• _What the task requires_
The answer must consist of every line from the data that holds "where".

Provided records Block Start

Issue #108, opened 2026-09-01
Flatpaks in the file, the menu and the tooling


olafkfreund:
Part of #105.

## Why

The catalogue has to reach the user's file the way apps and services do, or it is documentation.

## What to build

**Template rows.** A `# ── Flatpak ──` category of commented lines carrying the same `#@ id` markers the other catalogues use:

```
# programs.nixarchy.flatpaks.geforce-now.enable = true;  #@ geforce-now  # Streams games from NVIDIA's servers...
```

Because `nixarchy-app-enable`, `nixarchy-service-enable` and `nixarchy-apply` all work purely on markers, **they need no changes** — the marker discipline was the right call and this is where it pays.

Which file: `apps.nix` or a fourth. Argument for `apps.nix` — a flatpak is an application and the user thinks of it that way. Argument against — the file's header says it lists "Applications available through the Omarchy menu, as NixOS configuration", and flatpaks are a different tier with different guarantees. **Decide and say why in the header**, because the distinction is exactly what a user needs to understand.

**The module.** `programs.nixarchy.flatpaks.<id>.enable` per entry, emitting `services.flatpak.packages` for what is enabled, and `services.flatpak.enable = true` when anything is. Follow the pattern in `modules/apps.nix`: one option per entry declared statically, `mkIf` on each, so the option structure does not depend on config.

**Menu rows**, generated from the catalogue, the way service rows are — supplying `label` and `icon` since upstream ships no such rows.

**A tier marker in the UI.** A flatpak row should be visibly a different kind of thing from a nixpkgs app. Not a warning — just honest. The `description` field is the natural place.

## Done when

- [ ] Picking GeForce NOW from the menu uncomments the right line
- [ ] `nixarchy-apply` copies it and the rebuild installs the flatpak
- [ ] The existing enable/disable/apply tooling is unchanged — if it needed changing, the marker abstraction was wrong
- [ ] The generated header says what a flatpak guarantees and does not: network on first switch, rollback restores the list rather than the version, `~/.var/app` is the user's
- [ ] `all N menu rows name commands that exist` still passes

Issue #107, opened 2026-09-01
data/flatpaks.nix: the catalogue


olafkfreund:
Part of #105.

## Why

A list of app ids nobody can discover is not a feature. `data/apps.nix` and `data/services.nix` both exist so that a person does not have to know an identifier before they can want the thing it names. Flatpaks need the same.

## What to build

`data/flatpaks.nix`, a third catalogue in the same spirit:

```nix
{
  geforce-now = {
    appId = "com.nvidia.geforcenow";
    label = "GeForce NOW";
    category = "Gaming";
    note = "Streams games from NVIDIA's servers. Flatpak because there is no nixpkgs package and no plausible way to make one.";
  };
}
```

Extend the shape assertions in `tests/options.nix` the way `data/services.nix`'s were: every entry needs `appId`, `label`, `category` and `note`, and the `appId` should look like a reverse-DNS id rather than a package name, because that is the mistake someone will make.

## The seed is smaller than it looks

`data/apps.nix` carries `unavailable` on exactly two entries — Sublime Text and Brave Origin — and **neither is solved by a flatpak**: Sublime is broken over an insecure OpenSSL dependency, Brave Origin is AUR-only with no published source. Do not seed from that list.

The real starting entry is **GeForce NOW**, which `data/arch-extras.nix:108-115` currently answers with `note = "then: flatpak install flathub com.nvidia.geforcenow"`.

Beyond that, the bar for adding an entry should be high and stated in the file's header: **a flatpak is worth curating only when nixpkgs genuinely cannot carry the thing.** A flatpak of software that is already in nixpkgs is strictly worse — unsandboxed by our standards, outside the store, not rolled back, and updated on somebody else's schedule. The catalogue should say so, so the next person adding an entry has to answer that question first.

## Done when

- [ ] `data/flatpaks.nix` exists with GeForce NOW and whatever else genuinely qualifies
- [ ] `checks.options` fails on a malformed entry, by name
- [ ] The header states the "only when nixpkgs cannot" rule
- [ ] `arch-extras.nix`'s flatpak note no longer tells anyone to run `flatpak install`

Issue #105, opened 2026-09-01
Epic: Flatpaks, declared


olafkfreund:
## Why

nixarchy's promise is that nothing installed imperatively survives a rebuild. For anything nixpkgs does not carry, it currently breaks that promise itself. `data/arch-extras.nix:108-115`:

```nix
flatpak = {
  attr = "services.flatpak.enable = true";
  kind = "nixos-option";
  note = "then: flatpak install flathub com.nvidia.geforcenow";
};
```

That "then:" is the whole problem. We turn on the daemon and hand the user a command to run by hand — software that will not survive a rebuild, will not travel to their next machine, and that the configuration knows nothing about. It is the one place the project tells someone to do the thing it exists to prevent.

## What makes this possible

`services.flatpak.enable` in nixpkgs is **infrastructure only** — daemon, portals, polkit, FUSE. It manages no applications and does not even add the flathub remote.

[nix-flatpak](https://github.com/gmodena/nix-flatpak) adds the missing half:

```nix
services.flatpak.packages = [ "com.nvidia.geforcenow" ];
```

A real NixOS module option. The list lives in the user's configuration, survives a rebuild, and reproduces on a new machine. It converges through a `flatpak-managed-install` systemd oneshot at switch time, diffing declared state against applied state.

## What this is honestly not

**Declarative membership, not declarative software.** The names are declared; the bits are not.

- Two machines built from the same flake a month apart get different binaries, unless every entry pins `commit=`. Flathub prunes old commits eventually.
- Rollback restores the *list*, not the version. A generation rollback re-runs the old unit and converges the app list; the binaries are whatever Flathub serves now.
- The install needs network at switch time. If it fails the generation still succeeds and prints `the following units failed: flatpak-managed-install` — it degrades rather than breaks, but the app is simply absent until network returns.
- Nothing lives in the Nix store. `/var/lib/flatpak` is mutable, and `~/.var/app` data is never rolled back.

nix-flatpak's own author calls it convergent rather than congruent and says outright that it "will break reproducibility assumptions". nixpkgs has declined to bless the equivalent upstream — [PR #347605](https://github.com/NixOS/nixpkgs/pull/347605) has been open since October 2024, with reviewers objecting that calling it declarative is misleading.

**We adopt it anyway, and label it honestly**, because the alternative on offer today is "run this command yourself", which fails the same test far worse.

## The decision that needed making

[...]

PR #118, opened 2026-09-01
Flatpaks you can declare, and one decision about deleting

### LINKED ISSUE #106: Adopt nix-flatpak, and decide who owns /var/lib/flatpak
Part of #105.

## Why

`services.flatpak.enable` in nixpkgs sets up the daemon, portals, polkit and FUSE, and manages no applications. [nix-flatpak](https://github.com/gmodena/nix-flatpak) adds `services.flatpak.packages`, which is the option this epic exists to use.

## What to build

Pin it as a flake input at a release tag rather than a branch — it deliberately has no nixpkgs dependency, so it is a cheap input. Import `nixosModules.nix-flatpak` from `modules/nixos.nix` beside the others.

Note it overloads the **same** `services.flatpak.*` namespace nixpkgs uses. That is convenient and worth a comment, because a reader seeing `services.flatpak.packages` will look for it in nixpkgs and not find it.

## The option this issue exists for

```nix
programs.nixarchy.flatpaks.uninstallUnmanaged = false;  # default
```

`uninstallUnmanaged = true` makes nix-flatpak remove any flatpak not declared — including ones the user installed by hand. That is the strongest form of "the file is the truth", and it crosses a line this project has drawn explicitly at `README.md:402-405`:

> "deselecting is the only removal nixarchy is allowed to perform. An app that arrived from your own configuration is not this menu's to take away."

**Default off.** Someone who wants their machine fully described by their configuration turns it on deliberately, knowing it deletes things. Someone who does not gets a machine where nixarchy manages what it declared and leaves the rest alone. Both are defensible; the default must not delete a user's software without being asked.

The description is where this is explained, not a comment — it is what shows up in the option docs and in `nixarchy-search`.

## Also decide, with reasons in the code

- `update.onActivation` — default **false**. True makes every rebuild pull updates for every declared flatpak, which turns a thirty-second rebuild into a download.
- `update.auto` — a systemd timer. Probably off; a desktop that updates software behind the user's back is a different product decision and should not arrive as a side effect of this.
- `remotes` — flathub is added by default. State whether we rely on that or declare it, and do not leave it implicit.

## Done when

- [ ] `services.flatpak.packages = [ "com.nvidia.geforcenow" ]` in a user's configuration installs it and survives a rebuild
- [ ] `uninstallUnmanaged` defaults to off, and its description says plainly what turning it on does
- [ ] A check asserts the default is off — this is the kind of default that gets "tidied" later
- [ ] `nix flake check` passes with the new input

## Notes

Adding a flake input is not free: it is another thing to update, another thing that can break a rebuild, and a dependency on a project nixpkgs has so far declined to absorb. Worth stating in the commit why that is acceptable here — the alternative being advice to run `flatpak install` by hand, which is worse.

olafkfreund:
Closes #106. First piece of #105.

nixpkgs' `services.flatpak` is **infrastructure only** — daemon, portals, polkit, FUSE — and manages no applications. It does not even add the flathub remote.

So the answer this repo has been giving is `data/arch-extras.nix`'s `note = "then: flatpak install flathub ..."` — advice to do the one thing the project exists to prevent.

`nix-flatpak` adds `services.flatpak.packages`. The list lives in the user's configuration, survives a rebuild, and reproduces on a new machine.

**Declared, not reproducible**, and the difference is real: the app IDs travel, the *bits* are whatever Flathub serves that day unless every entry pins a commit, and a rollback restores the list rather than the version. nixpkgs has declined to bless the equivalent upstream ([PR #347605](https://github.com/NixOS/nixpkgs/pull/347605), open since Oct 2024) on exactly that objection. Taken anyway, because the alternative on offer is a shell command in a comment.

**v0.7.0 has no inputs at all** — so no `follows` to write and nothing to drift. The cheapest kind of dependency.

## The decision this issue existed for

`uninstallUnmanaged` removes every Flatpak the configuration does not declare, **including ones installed by hand**. That is the strongest form of "the file is the truth", and it crosses a line the README draws:

> "deselecting is the only removal nixarchy is allowed to perform. An app that arrived from your own configuration is not this menu's to take away."

**So it is an option, and it is off.** Someone who wants their machine fully described by their configuration turns it on knowing what it does. Neither answer is wrong; deleting somebody's software without their having asked would be.

## The check is the point of the default

A default like this is what gets tidied later by someone who does not know what it costs. `checks.options` asserts **both** the nixarchy option and the upstream one it feeds — a passthrough that silently stopped passing would leave the first reading `false` while the second did the deleting — and that asking for it still works, or the option is decoration.

**Verified by flipping it:**

```
uninstallUnmanaged defaults to on.
  programs.nixarchy.flatpaks.uninstallUnmanaged = true
That deletes Flatpaks a person installed themselves.
```

and on the real default:

```
flatpaks are left alone unless the machine's owner asks
```

## Not done here

No catalogue, no template rows, no menu — #107 and #108. A user can write `services.flatpak.packages = [ "com.nvidia.geforcenow" ];` in their own file today; making it selectable is the next piece.

### DIFF
--- a/flake.lock
+++ b/flake.lock
@@ -431,6 +431,22 @@
         "type": "github"
       }
     },
+    "nix-flatpak": {
+      "locked": {
+        "lastModified": 1767983141,
+        "narHash": "sha256-7ZCulYUD9RmJIDULTRkGLSW1faMpDlPKcbWJLYHoXcs=",
+        "owner": "gmodena",
+        "repo": "nix-flatpak",
+        "rev": "440818969ac2cbd77bfe025e884d0aa528991374",
+        "type": "github"
+      },
+      "original": {
+        "owner": "gmodena",
+        "ref": "v0.7.0",
+        "repo": "nix-flatpak",
+        "type": "github"
+      }
+    },
     "nixpkgs": {
       "locked": {
         "lastModified": 1787360063,
@@ -507,6 +523,7 @@
         "disko": "disko",
         "home-manager": "home-manager",
         "hyprland": "hyprland",
+        "nix-flatpak": "nix-flatpak",
         "nixpkgs": "nixpkgs_2",
         "omarchy": "omarchy",
         "systems": "systems_2",
--- a/flake.nix
+++ b/flake.nix
@@ -37,6 +37,31 @@
       flake = false;
     };
 
+    # Declarative Flatpaks, for the software nixpkgs genuinely does not carry.
+    #
+    # nixpkgs' own services.flatpak is infrastructure only -- the daemon, the
+    # portals, polkit, FUSE -- and manages no applications. It does not even
+    # add the flathub remote. So the honest answer this repo has been giving
+    # is data/arch-extras.nix's `note = "then: flatpak install flathub ..."`,
+    # which is advice to do the one thing this project exists to prevent:
+    # install something imperatively that will not survive a rebuild.
+    #
+    # This adds `services.flatpak.packages`, overloading the same option
+    # namespace nixpkgs uses -- worth knowing, because a reader will look for
+    # `packages` in nixpkgs' module and not find it.
+    #
+    # Declared, not reproducible, and the distinction is real: the app IDS are
+    # in your configuration and travel to a new machine, but the BITS are
+    # whatever Flathub serves that day unless every entry pins a commit.
+    # Rollback restores the list, not the version. Upstream nixpkgs has
+    # declined to bless the equivalent (PR #347605, open since October 2024)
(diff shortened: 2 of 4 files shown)


olafkfreund:
`statix` caught a duplicate `services` key — my `services.flatpak.uninstallUnmanaged` was a second top-level `services.*` alongside the module's existing `services = { ... }` block.

Moved inside that block. statix is right to reject it: two places setting `services` is two places to look.

Re-verified after the move — the passthrough still resolves and the check still passes:

```
flatpaks are left alone unless the machine's owner asks
```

Provided records Block End

• _Your response_
Because `nixarchy-app-enable`, `nixarchy-service-enable` and `nixarchy-apply` all work purely on markers, **they need no changes** — the marker discipline was the right call and this is where it pays.
**Default off.** Someone who wants their machine fully described by their configuration turns it on deliberately, knowing it deletes things. Someone who does not gets a machine where nixarchy manages what it declared and leaves the rest alone. Both are defensible; the default must not delete a user's software without being asked.
The description is where this is explained, not a comment — it is what shows up in the option docs and in `nixarchy-search`.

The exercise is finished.